An equivalent condition for perfectly normal topological space

Question

A topological space $X$ is called a perfectly normal space if $X$ is a normal space and every closed subset of $X$ is a $G_\delta$-set, equivalently a normal space X is perfectly normal if every open subset of $X$ is an $F_\sigma$-set. The following is an exercise in page 49 of Ryszard Engelking's General topology that I cannot prove the if part

Show that a $T_1$-space $X$ is perfectly normal if and only if for every open set $W \subseteq X$ there exists a sequence $W_1, W_2,...$ of open subsets of $X$ such that $W =\cup_{i=1}^\infty W_i$ and $\overline{W_i}\subseteq W$ for $i= 1,2,...$, where $\overline{W_i}$ is the closure of $W_i$ in $X$.

Answer 1

Theorem 1.5.15 in Engelking proves:

Let $X$ be a $T_1$ space such that for every closed set $F$ and every open set $W$ with $F \subseteq W$, there exists a sequence $W_1, W_2, \ldots$ of open sets such that $F \subseteq \cup_i W_i$ and $\overline{W_i} \subseteq W$, then $X$ is normal.

(where normal is $T_4$ in Engelking hence the $T_1$ which is included).

Then your condition already implies that for open $W$, $W = \cup \overline{W_i}$ (every $x \in W$ is in some $W_i \subseteq \overline{W_i}$, and all $\overline{W_i}$ are subsets of $W$). so every open set is an $F_\sigma$, as required. And the above normality criterion is also obeyed trivially (apply your condition to the given $W$).

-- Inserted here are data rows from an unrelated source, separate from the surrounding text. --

PR #4264, opened 2026-01-22
feat(core): add bun as supported package manager

Ch-Valentine:
## Description

Adds Bun as a supported package manager to Lerna, enabling users to leverage Bun's native performance for monorepo management.

## Motivation and Context

Bun has gained significant adoption for its speed. This PR enables Lerna to work seamlessly with Bun workspaces alongside npm/yarn/pnpm.

**Key Changes:**
- Automatic `bun.lockb` detection
- `bunx` and `bun run` support
- Lockfile updates during versioning
- Full E2E test coverage
- Comprehensive documentation

## How Has This Been Tested?

- [x] Unit tests added and passing
- [x] 4 E2E test files created (init, version, run, publish)
- [x] Format, lint, TypeScript checks passing
- [x] Integration tests

## Types of changes

## Checklist

- [x] My code follows the code style of this project
- [x] My change requires a change to the documentation
- [x] I have updated the documentation accordingly
- [x] I have read the **CONTRIBUTING** document
- [x] I have added tests to cover my changes
- [x] All new and existing tests passed

---

> [!NOTE]
> **Medium Risk**
> Touches version commits (lockfile delete/regenerate) and package-manager detection; behavior is well covered by unit and E2E tests but lockfile handling is inherently sensitive.
> 
> **Overview**
> Adds **Bun** as a fourth `npmClient` option (`npm`, `yarn`, `pnpm`, `bun`) across init, install/run scripting, versioning, schema, docs, CI, and E2E.
> 
> **Init** detects `bun.lock` / `bun.lockb` (ahead of other lockfiles), recognizes `bunx` via `process.versions.bun` and path segments (including `.bun` cache), and writes `"npmClient": "bun"` when appropriate.
> 
> **Core execution** invokes `bun` directly when Corepack is on (Corepack has no Bun), sets `BUN_CONFIG_REGISTRY` for registry overrides, and routes `bun install` / `bun run` without yarn-only flags.
> 
> **Version** refreshes Bun lockfiles by deleting the stale file, running `bun install --lockfile-only` (with optional `--ignore-scripts`), restoring the old lockfile on failure, and staging `bun.lock` or `bun.lockb`.
> 
> **E2E fixtures** gain Bun registry setup (`bunfig.toml`, `BUN_CONFIG_REGISTRY`), `bunx` for init/lerna, and new specs for init, version lockfile, legacy `run`, and publish.
> 
> **Docs/schema** extend `lerna-schema.json` and add a **Using Bun with Lerna** recipe.
> 
> <sup>Reviewed by [Cursor Bugbot](https://cursor.com/bugbot) for commit 8adacd97a0cd6406130330dee05b4323141d9d37. Bugbot is set up for automated code reviews on this repo. Configure [here](https://www.cursor.com/dashboard/bugbot).</sup>


Ch-Valentine:
@JamesHenry Hey! Can you take a look on the PR and review it, please ?

vcherevatyi-smartling:
@JamesHenry Hey, any updates regarding this PR ? We'd like to use the bun with the lerna in our company ?

JamesHenry (changes requested):
Sorry for the delay on this one folks, there's a few things missing before this can be eligible, the most pressing of which is that this doesn't actually install `bun` anywhere

(I'll let CI run so that you can see the status of other checks in advance)

AI-JamesHenry:
> [!NOTE]
> 🤖 This review was performed by [@AI-JamesHenry](https://github.com/AI-JamesHenry), an AI assistant account guided and overseen by [@JamesHenry](https://github.com/JamesHenry).

Great work on this — the approach is solid and follows the established patterns well. Here's a detailed review with some things that need addressing before this can merge.

---

## Blocking Issues

### 1. `path.includes("bun")` false-positives on Ubuntu

`detectInvokedPackageManager` checks `invoker.path.includes("bun")` — this will match on **every Ubuntu CI runner** (and any path containing "ubuntu", "abundance", etc.). This needs a more specific check, e.g. matching on path segments rather than substring.

### 2. Missing `case "bun":` in `fixture.ts: lernaInit()`

The `install()` and `lerna()` methods in the Fixture class get bun cases, but `lernaInit()` has no `case "bun":` and falls through to `default: throw`. The init E2E test calls `fixture.lernaInit()` directly, which would throw.

### 3. No registry configuration for bun in E2E tests

The fixture's `install()` method for bun just runs `bun install` without any registry configuration, so E2E tests would hit the real npm registry instead of the local Verdaccio instance.

**How Nx solved this (in `nrwl/nx`):** Bun uses dedicated environment variables — no `bunfig.toml` needed:

```javascript
process.env.BUN_CONFIG_REGISTRY = registry;  // e.g. http://localhost:4873
process.env.BUN_CONFIG_TOKEN = authToken;
```

Both `bun install` and `bunx` respect these env vars automatically. This pattern is proven in Nx's e2e infrastructure and can be adopted directly here. The env vars just need to be set alongside the existing `npm_config_registry` / `YARN_REGISTRY` vars in Lerna's e2e setup scripts.

### 4. `fixture.ts: inferPackageManagerFromExistingFixture()`

Only checks for `pnpm-workspace.yaml` and `yarn.lock`, defaults to npm. Missing `bun.lockb`/`bun.lock` detection — so any fixture restoration would misidentify bun projects as npm.

---

## Should Fix

### 5. Corepack compatibility

All PM invocations go through `exec-package-manager.ts` which wraps calls with `corepack` when `COREPACK_ROOT` is set. Corepack doesn't support bun, so if a user has corepack enabled, `corepack bun install` would fail. This needs either a guard (skip corepack wrapping for bun) or documentation.

### 6. `npm-install.ts` flag handling

Has yarn-specific flag logic (`--non-interactive`, `--mutex`, skipping `--global-style`). Bun may need its own branch here, or at minimum verification that the default npm-style flags don't break bun.

### 7. `get-npm-exec-opts.ts` / registry env vars

Sets `npm_config_registry` which bun may not respect. Bun needs `BUN_CONFIG_REGISTRY` instead. Without this, registry configuration silently breaks for bun users outside of E2E tests too.

### 8. `update-lockfile-version.ts`

Directly reads and modifies `package-lock.json` as JSON to update nested version fields. Bun's binary lockfile (`bun.lockb`) can't be JSON-parsed. The text-based `bun.lock` is JSONC but has a different structure. This file may need a bun-aware path or should just skip direct manipulation and rely on `bun install --lockfile-only`.

### 9. `bun publish` needs explicit `--registry` flag

Per Nx's implementation, `bun publish` requires an explicit `--registry` CLI flag — the `BUN_CONFIG_REGISTRY` env var alone isn't sufficient for publish operations.

### 10. Unit test gaps

- No unit tests for the `detectPackageManager()` / `detectInvokedPackageManager()` changes
- No unit test for `npmRunScriptStreaming` with bun (only `npmRunScript` is covered)

---

## Minor / Nice to Have

### 11. Lockfile detection priority

Bun lockfile detection is ordered before yarn/pnpm/npm in `detectPackageManager()`. This means projects with both `bun.lockb` and another lockfile would prefer bun. This is a design choice worth documenting.

### 12. No programmatic config reading for bun

Bun doesn't support `bun config get registry` ([oven-sh/bun#7140](https://github.com/oven-sh/bun/issues/7140)), so any code that tries to read the configured registry programmatically would need to skip bun.

### 13. `fixture.ts: setNpmRegistry()`

Has a pnpm special case writing store-dir to `.npmrc`. Bun doesn't need file-based config (env vars are sufficient per Nx's approach), but this method should be aware of bun to avoid writing unnecessary npm config.

---

Overall this is a great foundation — the approach and structure are right. The main gaps are around the E2E infrastructure (registry config, fixture methods) and the `"bun"` substring matching. Happy to help work through any of these!

Ch-Valentine:
Hey @JamesHenry, thanks a lot for such a detailed review! Really appreciate the time spent on this.

I went through all 13 points and here is the current status:

Blocking issues (1-4) — all addressed:
  - Reworked path detection to use exact segment matching instead of includes(). Added explicit test
  for "ubuntu" false-positive.
  - Added case "bun": to lernaInit() with bunx and BUN_CONFIG_REGISTRY env var.
  - All fixture methods (install(), lerna(), lernaInit()) now pass BUN_CONFIG_REGISTRY via env, same
  approach as Nx uses.
  - inferPackageManagerFromExistingFixture() now checks for both bun.lockb and bun.lock.

Should fix (5-10) — mostly addressed:
  - Corepack — added npmClient !== "bun" guard in exec-package-manager.ts.
  - Bun install is called with clean args, no yarn-specific flags. Covered by unit test.
  - get-npm-exec-opts.ts now sets BUN_CONFIG_REGISTRY alongside npm_config_registry.
  - Lockfile update uses bun install --lockfile-only instead of trying to parse binary lockfile.
  - Regarding bun publish — actually Lerna doesn't shell out to bun publish at all. It uses
  libnpmpublish library which makes direct HTTP requests to registry, so the registry URL is passed
  programmatically. This means npmClient setting doesn't affect publish behavior, and no --registry flag
  is needed.
  - Added tests for detectPackageManager, detectInvokedPackageManager, both npmRunScript and
  npmRunScriptStreaming with bun.

Minor (11-13) — addressed:
  - Documented lockfile detection priority in the docs.
  - No code tries to read bun config programmatically, so nothing to do here.
  - setNpmRegistry() has a comment explaining bun uses env vars, not file-based config.

Also fixed the format:check failure (trailing whitespace in docs).

@JamesHenry regarding bun installation in CI — added oven-sh/setup-bun@v2 to the GitHub Actions setup. Let me know if anything else is missing!

libs/commands/version/src/index.ts
```diff
@@ -797,7 +797,9 @@ class VersionCommand extends Command {
           client,
           [
             "install",
-            "--lockfile-only",
+            // pnpm supports --lockfile-only to update the lockfile without a full install;
+            // bun does not have this flag — bun install updates the lockfile by default.
+            ...(client === "pnpm" ? ["--lockfile-only"] : []),
```
JamesHenry: This does not seem to be true:

https://bun.sh/docs/pm/lockfile#generate-a-lockfile-without-installing

JamesHenry:
Please sync with latest main whenever you have chance, it resolved an e2e failure

libs/commands/version/src/index.ts
Ch-Valentine: Yeah, Thanks for the catch! I made self review, and of course with AI, and did this mistake in the last commit =/

Ch-Valentine: How can I run all these CI on my workspace to not distract you every push to the branch ? set up nx for my forked repo and run all tests there? I just never used the nx before

JamesHenry: We have a `CONTRIBUTING.md` which outlines everything. Let me know if anything is incorrect

JamesHenry: You can always just copy and paste the commands from the ci.yml too

Ch-Valentine: Oh, that’s it? That’s easy. I thought the logic would be much more complicated because of tests for different platforms (Windows, Unix). Thanks! I pushed new commit and tests are passed. Please review it when you have a chance

Ch-Valentine:
Hey @JamesHenry!

Can you review the PR, please? All tests are passed locally, and I hope they will also pass on the CI

libs/commands/init/src/index.ts
```diff
@@ -245,13 +245,16 @@ export class InitCommand {
...
   private detectPackageManager(): PackageManager | null {
-    const packageManager = existsSync("yarn.lock")
-      ? "yarn"
-      : existsSync("pnpm-lock.yaml")
-      ? "pnpm"
-      : existsSync("package-lock.json")
-      ? "npm"
-      : null;
+    const packageManager =
+      existsSync("bun.lockb") || existsSync("bun.lock") || existsSync("bunfig.toml")
```
JamesHenry: Please remove the `bunfig.toml` for now, it just doesn't feel right since all the other package managers are based on lock files, not e.g. `.npmrc` or `.yarnrc.yml`

libs/commands/init/src/index.ts
JamesHenry, line 269: This comment is now in the wrong place

JamesHenry: And incomplete

libs/core/src/lib/corepack/exec-package-manager.ts
```diff
@@ -8,7 +8,7 @@ function createCommandAndArgs(npmClient: string, args: string[]) {
   let command = npmClient;
   const commandArgs = [...args];
 
-  if (isCorepackEnabled()) {
+  if (isCorepackEnabled() && npmClient !== "bun") {
```
JamesHenry, line 13: Would be worth a specific comment explaining this one

JamesHenry (commented):
There is a subtle bug regarding lockfiles in `libs/commands/version/src/index.ts` verified by Codex and Claude:

  1. A repo has bun.lockb (the old binary format from Bun <1.2)
  2. Line 805: lockfilePath resolves to /root/bun.lockb (it exists)
  3. Line 814: bun.lockb is deleted from disk via fs.unlinkSync
  4. Line 817-826: bun install --lockfile-only runs — but if the user has upgraded to Bun 1.2+, Bun now generates bun.lock (text
  format) instead of bun.lockb
  5. Line 833: updatedPath finds bun.lock (the new file) and adds it to changedFiles
  6. The deletion of bun.lockb is never added to changedFiles

  Then in git-add.ts:66-68, with granularPathspec: true (the default), only the explicitly listed files are staged. So git add --
  bun.lock runs, but the deletion of bun.lockb is never staged. The version commit includes the new bun.lock but the old bun.lockb
  remains tracked in git.

  The fix would be to also add the original lockfilePath to changedFiles when it differs from updatedPath:

```ts
  const updatedPath = candidates.find((p) => fs.existsSync(p));
  if (updatedPath) {
    changedFiles.add(updatedPath);
  }
  // If the lockfile format changed (e.g. bun.lockb → bun.lock),
  // stage the deletion of the old file too.
  if (updatedPath !== lockfilePath) {
    changedFiles.add(lockfilePath);
  }
```

  This works because git add -- <deleted-file> stages the deletion. The non-granular path (git add -- .) would also work but is a
  heavier change that affects the broader staging behavior.

libs/commands/init/src/lib/init-command.spec.ts
```diff
@@ -214,4 +221,128 @@ describe("InitCommand", () => {
...
+
+  describe("detectPackageManager", () => {
+    afterEach(() => {
+      mockedExistsSync.mockReset();
+    });
+
+    it.each([
+      ["bun.lockb", "bun"],
+      ["bun.lock", "bun"],
+      ["bunfig.toml", "bun"],
```
JamesHenry: See other comment

Ch-Valentine:
@JamesHenry Thank you for the detailed review and a good catch! Let me some time to investigate these issues, make double check and then fix them!

JamesHenry (changes requested):
We're very close now, thanks for all your work on this!

Ch-Valentine:
@JamesHenry Hey! Sorry for the delay, I'll take a look it today to finally make the PR ready

JamesHenry:
@Ch-Valentine thanks, e2e now failing, I imagine you were relying on the now removed logic in the test

Ch-Valentine:
@JamesHenry yeah, but maybe my solution wasn't the best one, feel free to propose changes to unblock the PR, ok ?

JamesHenry:
@Ch-Valentine I'll get this one over the line for you, sorry it's taken so long overall

Ch-Valentine:
@JamesHenry thank you so much for the help! And for accepting this feature! I had a pleasure!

So such $X$ has all closed sets being $G_\delta$ and is normal by this criterion. This shows sufficiency.

Necessity: suppose $X$ is perfectly normal and let $W$ be open. Then write $O = \cup_i F_i$ as an $F_\sigma$ and apply normality to $F_i$ and $W$ to find open $W_i$ with $F_i \subseteq W_i \subseteq \overline{W_i} \subseteq W$, and it's easily shown that these are as required.